● About this task:
Please return only the lines from the one holding "32** | 1418.99 ms | 360.82 tok/s |" through the one holding "continuous_batch_size=8** | 4315.39 ms | 118.65 tok/s |", exactly as they appear in the records below, both ends included.

● Data:
⟨

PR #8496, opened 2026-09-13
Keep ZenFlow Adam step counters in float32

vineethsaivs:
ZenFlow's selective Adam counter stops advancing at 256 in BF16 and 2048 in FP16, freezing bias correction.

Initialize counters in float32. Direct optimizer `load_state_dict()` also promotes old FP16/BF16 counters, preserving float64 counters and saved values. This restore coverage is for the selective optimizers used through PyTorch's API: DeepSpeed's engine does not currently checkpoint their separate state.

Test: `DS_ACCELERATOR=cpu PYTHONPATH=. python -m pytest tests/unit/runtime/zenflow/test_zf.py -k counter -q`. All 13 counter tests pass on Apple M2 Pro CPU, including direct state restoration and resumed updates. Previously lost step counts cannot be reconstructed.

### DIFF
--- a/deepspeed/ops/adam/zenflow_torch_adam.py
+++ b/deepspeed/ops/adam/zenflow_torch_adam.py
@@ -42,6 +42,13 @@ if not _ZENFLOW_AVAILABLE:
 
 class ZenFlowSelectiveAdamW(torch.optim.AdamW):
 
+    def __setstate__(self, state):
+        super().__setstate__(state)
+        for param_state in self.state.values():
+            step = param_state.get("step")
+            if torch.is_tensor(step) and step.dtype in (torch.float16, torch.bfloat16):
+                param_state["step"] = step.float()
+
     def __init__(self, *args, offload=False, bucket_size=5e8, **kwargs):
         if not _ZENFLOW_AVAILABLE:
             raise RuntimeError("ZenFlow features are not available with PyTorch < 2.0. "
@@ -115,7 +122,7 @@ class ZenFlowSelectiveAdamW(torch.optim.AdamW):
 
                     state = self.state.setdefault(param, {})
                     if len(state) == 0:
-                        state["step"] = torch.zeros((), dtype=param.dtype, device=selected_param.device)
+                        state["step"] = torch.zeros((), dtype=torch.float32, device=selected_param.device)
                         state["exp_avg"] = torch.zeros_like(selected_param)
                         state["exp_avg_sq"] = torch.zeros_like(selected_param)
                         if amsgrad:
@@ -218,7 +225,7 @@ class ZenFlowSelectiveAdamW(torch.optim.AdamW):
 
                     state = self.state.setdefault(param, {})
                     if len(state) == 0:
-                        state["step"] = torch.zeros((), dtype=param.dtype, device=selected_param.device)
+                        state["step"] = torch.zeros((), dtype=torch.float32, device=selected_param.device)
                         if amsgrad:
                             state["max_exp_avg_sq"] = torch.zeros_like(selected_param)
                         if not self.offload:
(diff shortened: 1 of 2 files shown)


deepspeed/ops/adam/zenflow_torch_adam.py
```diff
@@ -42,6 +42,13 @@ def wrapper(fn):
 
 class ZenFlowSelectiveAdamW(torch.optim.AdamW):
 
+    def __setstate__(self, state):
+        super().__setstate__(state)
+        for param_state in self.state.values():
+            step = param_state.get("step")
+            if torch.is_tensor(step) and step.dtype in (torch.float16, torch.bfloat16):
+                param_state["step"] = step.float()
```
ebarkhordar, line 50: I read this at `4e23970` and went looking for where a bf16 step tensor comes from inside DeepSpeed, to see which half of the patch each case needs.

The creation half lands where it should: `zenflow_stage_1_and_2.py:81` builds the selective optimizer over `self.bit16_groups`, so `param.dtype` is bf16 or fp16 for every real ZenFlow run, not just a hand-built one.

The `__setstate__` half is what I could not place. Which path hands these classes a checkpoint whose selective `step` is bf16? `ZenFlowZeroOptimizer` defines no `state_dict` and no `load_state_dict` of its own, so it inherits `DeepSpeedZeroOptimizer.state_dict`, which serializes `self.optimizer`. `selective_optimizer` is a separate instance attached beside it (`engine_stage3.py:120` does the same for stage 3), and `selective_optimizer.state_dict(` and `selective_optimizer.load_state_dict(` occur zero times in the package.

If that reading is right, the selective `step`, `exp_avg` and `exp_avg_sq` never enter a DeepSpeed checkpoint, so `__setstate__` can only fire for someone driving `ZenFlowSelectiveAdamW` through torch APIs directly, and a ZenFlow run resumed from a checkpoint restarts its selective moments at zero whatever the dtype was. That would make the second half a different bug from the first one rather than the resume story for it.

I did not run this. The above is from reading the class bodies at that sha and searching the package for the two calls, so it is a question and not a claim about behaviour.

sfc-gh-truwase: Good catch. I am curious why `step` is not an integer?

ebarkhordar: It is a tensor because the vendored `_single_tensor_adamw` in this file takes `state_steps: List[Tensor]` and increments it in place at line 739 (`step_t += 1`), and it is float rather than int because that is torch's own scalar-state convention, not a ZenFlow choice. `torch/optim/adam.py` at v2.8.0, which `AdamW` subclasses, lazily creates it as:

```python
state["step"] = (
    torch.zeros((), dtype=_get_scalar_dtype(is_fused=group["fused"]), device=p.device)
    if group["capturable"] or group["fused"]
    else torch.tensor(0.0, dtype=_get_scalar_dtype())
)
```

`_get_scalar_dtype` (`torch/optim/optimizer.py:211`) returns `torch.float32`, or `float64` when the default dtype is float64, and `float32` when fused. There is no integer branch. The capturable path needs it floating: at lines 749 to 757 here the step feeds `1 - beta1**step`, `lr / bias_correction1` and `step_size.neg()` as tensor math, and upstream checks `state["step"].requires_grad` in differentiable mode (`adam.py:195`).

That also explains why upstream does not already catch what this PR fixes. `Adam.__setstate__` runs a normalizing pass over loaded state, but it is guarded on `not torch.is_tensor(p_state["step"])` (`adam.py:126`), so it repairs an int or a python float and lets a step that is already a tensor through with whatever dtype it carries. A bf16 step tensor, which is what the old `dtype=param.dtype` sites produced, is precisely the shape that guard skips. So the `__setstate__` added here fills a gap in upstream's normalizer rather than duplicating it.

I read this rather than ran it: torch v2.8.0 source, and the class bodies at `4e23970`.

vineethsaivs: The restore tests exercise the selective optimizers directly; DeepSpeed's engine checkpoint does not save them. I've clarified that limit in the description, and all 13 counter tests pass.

⟩
⟨

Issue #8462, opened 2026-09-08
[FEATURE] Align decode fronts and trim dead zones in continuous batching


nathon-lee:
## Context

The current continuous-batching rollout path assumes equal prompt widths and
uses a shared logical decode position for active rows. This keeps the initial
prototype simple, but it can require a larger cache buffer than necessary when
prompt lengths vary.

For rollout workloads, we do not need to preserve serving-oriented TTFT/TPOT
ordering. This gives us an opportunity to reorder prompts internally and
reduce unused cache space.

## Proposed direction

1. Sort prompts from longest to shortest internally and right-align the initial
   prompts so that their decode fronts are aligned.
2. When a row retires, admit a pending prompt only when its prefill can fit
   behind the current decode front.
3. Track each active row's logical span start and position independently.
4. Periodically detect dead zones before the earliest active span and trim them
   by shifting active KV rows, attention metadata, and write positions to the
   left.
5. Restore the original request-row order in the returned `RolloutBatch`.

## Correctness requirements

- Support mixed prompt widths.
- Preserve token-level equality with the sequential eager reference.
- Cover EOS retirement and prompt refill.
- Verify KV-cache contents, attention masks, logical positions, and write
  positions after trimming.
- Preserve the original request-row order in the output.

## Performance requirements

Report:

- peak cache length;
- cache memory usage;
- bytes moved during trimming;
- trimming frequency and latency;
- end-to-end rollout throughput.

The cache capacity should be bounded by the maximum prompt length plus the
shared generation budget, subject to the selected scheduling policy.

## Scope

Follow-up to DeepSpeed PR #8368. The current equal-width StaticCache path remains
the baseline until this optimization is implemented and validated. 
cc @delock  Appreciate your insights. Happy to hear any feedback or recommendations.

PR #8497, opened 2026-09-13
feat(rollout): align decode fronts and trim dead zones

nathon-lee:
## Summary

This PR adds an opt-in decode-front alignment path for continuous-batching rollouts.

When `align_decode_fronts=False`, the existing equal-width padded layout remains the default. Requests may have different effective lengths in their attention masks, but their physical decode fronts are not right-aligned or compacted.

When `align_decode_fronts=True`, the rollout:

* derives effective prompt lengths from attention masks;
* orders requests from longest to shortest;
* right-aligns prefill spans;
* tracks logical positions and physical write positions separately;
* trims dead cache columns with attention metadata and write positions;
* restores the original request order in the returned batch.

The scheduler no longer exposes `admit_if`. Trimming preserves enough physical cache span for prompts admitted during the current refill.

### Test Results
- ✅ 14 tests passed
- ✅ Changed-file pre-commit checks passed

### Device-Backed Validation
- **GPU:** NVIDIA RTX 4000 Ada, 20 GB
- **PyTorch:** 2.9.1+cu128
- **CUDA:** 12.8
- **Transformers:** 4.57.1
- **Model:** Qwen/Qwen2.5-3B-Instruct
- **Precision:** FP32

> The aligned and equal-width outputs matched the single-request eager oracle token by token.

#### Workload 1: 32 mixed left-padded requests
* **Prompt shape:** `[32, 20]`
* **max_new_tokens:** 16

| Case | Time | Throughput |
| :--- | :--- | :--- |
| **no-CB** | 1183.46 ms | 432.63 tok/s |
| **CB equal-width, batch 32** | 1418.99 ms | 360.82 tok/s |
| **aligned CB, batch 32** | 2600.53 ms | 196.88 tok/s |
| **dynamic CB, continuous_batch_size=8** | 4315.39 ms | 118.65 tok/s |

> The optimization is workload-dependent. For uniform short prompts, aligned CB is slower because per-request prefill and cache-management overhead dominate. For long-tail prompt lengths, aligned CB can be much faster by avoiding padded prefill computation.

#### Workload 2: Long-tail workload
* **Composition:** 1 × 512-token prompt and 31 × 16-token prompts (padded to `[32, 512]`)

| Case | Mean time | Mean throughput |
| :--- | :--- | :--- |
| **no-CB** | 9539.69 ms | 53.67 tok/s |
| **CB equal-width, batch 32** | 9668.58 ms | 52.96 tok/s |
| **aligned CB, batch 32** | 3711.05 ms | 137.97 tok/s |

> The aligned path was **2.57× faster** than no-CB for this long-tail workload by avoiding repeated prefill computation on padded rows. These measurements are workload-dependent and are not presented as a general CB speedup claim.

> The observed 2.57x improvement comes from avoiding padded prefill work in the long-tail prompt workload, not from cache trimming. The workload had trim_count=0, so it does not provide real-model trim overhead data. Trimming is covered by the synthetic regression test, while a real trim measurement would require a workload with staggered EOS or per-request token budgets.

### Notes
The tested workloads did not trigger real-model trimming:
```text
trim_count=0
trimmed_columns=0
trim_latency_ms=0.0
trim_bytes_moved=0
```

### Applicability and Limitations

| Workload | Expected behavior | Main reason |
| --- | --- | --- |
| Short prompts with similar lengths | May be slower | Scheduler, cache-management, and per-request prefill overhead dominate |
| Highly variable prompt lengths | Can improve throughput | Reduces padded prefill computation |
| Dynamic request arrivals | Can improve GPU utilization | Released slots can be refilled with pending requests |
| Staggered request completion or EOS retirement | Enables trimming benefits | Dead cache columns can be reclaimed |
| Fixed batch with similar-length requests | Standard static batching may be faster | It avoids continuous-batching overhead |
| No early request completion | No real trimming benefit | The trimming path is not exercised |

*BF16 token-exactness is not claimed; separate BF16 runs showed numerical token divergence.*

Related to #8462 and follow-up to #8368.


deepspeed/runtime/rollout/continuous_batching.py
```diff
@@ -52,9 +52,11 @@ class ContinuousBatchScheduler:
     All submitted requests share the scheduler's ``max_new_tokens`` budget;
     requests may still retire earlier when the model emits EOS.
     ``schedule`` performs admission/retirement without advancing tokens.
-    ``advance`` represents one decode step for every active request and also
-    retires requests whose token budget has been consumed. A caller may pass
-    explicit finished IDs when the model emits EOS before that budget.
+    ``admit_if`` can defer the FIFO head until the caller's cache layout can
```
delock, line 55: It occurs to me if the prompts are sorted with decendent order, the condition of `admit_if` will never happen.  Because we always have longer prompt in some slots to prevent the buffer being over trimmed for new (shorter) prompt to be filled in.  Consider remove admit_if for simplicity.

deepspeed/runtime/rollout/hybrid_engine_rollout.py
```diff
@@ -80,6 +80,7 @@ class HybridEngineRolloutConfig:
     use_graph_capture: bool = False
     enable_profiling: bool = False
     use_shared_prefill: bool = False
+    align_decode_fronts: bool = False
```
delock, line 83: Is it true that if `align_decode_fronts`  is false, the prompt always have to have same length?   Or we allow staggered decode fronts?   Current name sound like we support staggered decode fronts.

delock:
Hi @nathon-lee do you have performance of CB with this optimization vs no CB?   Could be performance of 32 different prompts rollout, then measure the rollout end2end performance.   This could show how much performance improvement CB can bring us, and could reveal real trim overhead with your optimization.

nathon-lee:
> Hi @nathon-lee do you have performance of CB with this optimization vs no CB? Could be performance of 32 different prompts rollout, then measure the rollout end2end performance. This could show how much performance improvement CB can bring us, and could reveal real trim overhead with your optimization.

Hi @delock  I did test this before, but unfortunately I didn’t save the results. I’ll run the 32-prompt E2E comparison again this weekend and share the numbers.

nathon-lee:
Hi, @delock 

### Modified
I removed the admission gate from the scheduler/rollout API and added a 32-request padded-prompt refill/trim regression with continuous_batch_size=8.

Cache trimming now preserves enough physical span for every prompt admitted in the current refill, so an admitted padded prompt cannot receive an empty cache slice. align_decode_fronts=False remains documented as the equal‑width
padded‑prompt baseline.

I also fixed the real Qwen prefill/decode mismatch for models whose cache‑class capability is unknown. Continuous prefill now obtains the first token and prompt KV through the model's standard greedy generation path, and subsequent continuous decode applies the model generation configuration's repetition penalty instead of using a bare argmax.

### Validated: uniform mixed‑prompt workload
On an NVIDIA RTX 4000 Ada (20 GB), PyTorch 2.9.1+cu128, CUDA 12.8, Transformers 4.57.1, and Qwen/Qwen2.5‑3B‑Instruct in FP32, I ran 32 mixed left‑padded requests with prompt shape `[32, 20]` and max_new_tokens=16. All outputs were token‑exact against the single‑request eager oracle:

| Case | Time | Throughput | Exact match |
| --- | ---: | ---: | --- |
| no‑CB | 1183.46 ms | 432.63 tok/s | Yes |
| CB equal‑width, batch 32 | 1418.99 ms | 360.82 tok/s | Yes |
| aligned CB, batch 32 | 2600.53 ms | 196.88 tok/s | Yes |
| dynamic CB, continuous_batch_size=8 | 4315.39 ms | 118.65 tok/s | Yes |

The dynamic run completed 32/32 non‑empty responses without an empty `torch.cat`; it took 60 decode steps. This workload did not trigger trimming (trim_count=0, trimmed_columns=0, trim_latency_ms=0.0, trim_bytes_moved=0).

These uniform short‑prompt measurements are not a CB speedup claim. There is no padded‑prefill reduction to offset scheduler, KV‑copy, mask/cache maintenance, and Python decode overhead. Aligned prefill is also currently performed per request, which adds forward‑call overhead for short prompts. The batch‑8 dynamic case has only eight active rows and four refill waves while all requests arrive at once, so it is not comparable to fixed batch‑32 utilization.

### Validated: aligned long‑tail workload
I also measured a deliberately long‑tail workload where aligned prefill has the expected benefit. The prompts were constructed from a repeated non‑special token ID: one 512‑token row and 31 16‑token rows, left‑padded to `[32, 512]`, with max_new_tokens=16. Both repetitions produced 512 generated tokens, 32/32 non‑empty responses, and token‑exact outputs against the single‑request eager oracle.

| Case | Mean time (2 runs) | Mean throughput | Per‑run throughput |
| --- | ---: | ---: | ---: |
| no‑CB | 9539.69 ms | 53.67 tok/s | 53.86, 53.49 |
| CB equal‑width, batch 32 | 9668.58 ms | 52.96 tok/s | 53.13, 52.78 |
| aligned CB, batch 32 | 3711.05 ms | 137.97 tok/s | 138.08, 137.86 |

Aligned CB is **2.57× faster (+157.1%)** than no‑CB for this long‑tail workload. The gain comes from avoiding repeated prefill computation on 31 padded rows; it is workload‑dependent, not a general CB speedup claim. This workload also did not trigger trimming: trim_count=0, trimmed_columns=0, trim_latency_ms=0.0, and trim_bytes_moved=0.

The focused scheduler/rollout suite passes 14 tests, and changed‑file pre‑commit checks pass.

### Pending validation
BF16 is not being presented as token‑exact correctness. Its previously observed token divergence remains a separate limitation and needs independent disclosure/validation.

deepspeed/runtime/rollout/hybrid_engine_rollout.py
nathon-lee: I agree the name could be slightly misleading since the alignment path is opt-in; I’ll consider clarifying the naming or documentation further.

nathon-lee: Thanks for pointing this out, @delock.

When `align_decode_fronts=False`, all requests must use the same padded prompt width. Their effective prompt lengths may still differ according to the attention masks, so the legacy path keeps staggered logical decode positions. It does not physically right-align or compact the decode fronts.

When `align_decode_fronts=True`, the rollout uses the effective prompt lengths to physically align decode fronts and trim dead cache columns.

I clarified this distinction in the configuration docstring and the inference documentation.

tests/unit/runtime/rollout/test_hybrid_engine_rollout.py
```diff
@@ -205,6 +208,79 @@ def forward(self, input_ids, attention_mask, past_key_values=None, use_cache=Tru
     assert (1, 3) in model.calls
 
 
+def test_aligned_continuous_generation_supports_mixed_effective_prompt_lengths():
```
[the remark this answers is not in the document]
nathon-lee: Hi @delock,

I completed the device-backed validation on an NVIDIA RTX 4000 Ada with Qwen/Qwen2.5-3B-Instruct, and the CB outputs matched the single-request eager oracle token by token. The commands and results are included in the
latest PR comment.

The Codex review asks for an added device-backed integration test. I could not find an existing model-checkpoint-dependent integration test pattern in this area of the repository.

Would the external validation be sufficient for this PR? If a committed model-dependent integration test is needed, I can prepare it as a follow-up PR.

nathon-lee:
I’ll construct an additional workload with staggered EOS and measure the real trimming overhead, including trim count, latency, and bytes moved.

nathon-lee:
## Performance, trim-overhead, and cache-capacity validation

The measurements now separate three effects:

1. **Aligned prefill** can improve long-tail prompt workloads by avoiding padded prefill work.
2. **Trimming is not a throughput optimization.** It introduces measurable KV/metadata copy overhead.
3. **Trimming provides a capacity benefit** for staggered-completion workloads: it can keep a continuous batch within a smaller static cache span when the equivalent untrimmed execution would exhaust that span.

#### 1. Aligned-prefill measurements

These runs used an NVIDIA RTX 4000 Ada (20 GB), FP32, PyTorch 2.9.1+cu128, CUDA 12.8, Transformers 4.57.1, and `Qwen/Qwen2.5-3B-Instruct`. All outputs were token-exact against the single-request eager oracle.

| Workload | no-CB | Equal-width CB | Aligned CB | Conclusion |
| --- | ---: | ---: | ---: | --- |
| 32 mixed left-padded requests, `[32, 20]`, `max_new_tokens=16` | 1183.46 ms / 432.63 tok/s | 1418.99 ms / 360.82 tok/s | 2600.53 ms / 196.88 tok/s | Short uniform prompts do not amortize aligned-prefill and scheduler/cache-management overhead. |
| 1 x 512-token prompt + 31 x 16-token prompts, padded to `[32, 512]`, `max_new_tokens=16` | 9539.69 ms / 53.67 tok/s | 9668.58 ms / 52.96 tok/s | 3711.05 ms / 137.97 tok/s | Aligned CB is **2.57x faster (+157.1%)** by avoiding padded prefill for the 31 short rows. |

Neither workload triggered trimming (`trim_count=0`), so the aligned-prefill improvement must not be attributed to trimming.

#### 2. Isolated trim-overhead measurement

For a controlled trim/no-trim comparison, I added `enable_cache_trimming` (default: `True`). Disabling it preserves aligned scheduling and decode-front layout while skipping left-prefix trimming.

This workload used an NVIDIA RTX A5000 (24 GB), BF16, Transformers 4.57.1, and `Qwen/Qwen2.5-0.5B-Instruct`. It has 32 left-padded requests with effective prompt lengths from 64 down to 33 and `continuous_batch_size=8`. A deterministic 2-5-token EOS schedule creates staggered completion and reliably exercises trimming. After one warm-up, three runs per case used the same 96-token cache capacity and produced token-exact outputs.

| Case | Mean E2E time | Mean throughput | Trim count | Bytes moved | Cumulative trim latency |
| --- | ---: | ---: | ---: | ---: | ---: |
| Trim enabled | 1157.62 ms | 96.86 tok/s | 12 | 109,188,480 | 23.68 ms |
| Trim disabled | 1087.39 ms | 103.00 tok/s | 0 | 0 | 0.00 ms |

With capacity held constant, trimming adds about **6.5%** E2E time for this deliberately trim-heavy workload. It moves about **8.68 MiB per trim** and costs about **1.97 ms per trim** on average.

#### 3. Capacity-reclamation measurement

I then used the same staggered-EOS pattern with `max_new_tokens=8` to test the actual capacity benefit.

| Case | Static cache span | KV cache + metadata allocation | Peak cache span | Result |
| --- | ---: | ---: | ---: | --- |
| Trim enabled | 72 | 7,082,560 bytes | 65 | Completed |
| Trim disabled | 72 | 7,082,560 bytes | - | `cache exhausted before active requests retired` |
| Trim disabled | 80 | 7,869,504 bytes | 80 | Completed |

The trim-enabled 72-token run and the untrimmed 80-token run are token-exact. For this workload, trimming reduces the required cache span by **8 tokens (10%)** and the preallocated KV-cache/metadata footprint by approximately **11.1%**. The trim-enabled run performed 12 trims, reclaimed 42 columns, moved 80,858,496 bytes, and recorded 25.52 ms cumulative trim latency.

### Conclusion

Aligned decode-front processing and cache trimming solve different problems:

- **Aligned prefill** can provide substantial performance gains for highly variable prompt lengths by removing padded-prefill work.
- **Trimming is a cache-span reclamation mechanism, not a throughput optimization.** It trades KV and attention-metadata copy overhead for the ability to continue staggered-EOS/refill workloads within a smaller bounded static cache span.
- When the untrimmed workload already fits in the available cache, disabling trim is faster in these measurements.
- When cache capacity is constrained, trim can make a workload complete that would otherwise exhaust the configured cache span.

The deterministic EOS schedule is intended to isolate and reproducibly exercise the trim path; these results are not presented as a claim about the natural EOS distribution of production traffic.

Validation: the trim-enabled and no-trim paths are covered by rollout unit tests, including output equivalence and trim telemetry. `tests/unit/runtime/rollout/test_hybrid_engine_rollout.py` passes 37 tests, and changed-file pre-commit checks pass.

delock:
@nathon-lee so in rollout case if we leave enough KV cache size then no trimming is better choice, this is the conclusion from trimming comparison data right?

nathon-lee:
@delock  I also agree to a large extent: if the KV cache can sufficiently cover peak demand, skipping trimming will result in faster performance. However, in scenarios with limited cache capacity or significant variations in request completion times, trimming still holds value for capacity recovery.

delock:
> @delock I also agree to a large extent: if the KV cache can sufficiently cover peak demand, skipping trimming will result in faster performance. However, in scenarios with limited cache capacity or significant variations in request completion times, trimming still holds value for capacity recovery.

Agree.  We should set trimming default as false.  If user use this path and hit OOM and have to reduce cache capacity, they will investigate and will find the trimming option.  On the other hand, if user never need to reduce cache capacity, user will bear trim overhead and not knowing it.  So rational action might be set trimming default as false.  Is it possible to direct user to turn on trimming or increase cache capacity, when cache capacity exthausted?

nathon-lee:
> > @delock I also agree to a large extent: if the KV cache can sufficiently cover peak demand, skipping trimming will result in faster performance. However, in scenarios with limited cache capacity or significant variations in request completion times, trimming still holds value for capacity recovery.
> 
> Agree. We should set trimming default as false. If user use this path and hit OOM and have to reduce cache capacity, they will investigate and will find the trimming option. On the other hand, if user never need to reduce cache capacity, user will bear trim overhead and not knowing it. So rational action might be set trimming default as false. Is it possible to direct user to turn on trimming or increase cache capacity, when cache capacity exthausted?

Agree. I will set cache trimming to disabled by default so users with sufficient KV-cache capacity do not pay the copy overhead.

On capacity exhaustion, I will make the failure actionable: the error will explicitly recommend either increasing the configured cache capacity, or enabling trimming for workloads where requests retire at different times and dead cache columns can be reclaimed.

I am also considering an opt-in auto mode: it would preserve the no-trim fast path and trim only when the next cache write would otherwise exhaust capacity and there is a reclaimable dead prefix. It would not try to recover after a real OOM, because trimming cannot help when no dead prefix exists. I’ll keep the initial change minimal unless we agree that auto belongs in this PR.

⟩

● Final answer:
| **CB equal-width, batch 32** | 1418.99 ms | 360.82 tok/s |
| **aligned CB, batch 32** | 2600.53 ms | 196.88 tok/s |
| **dynamic CB, continuous_batch_size=8** | 4315.39 ms | 118.65 tok/s |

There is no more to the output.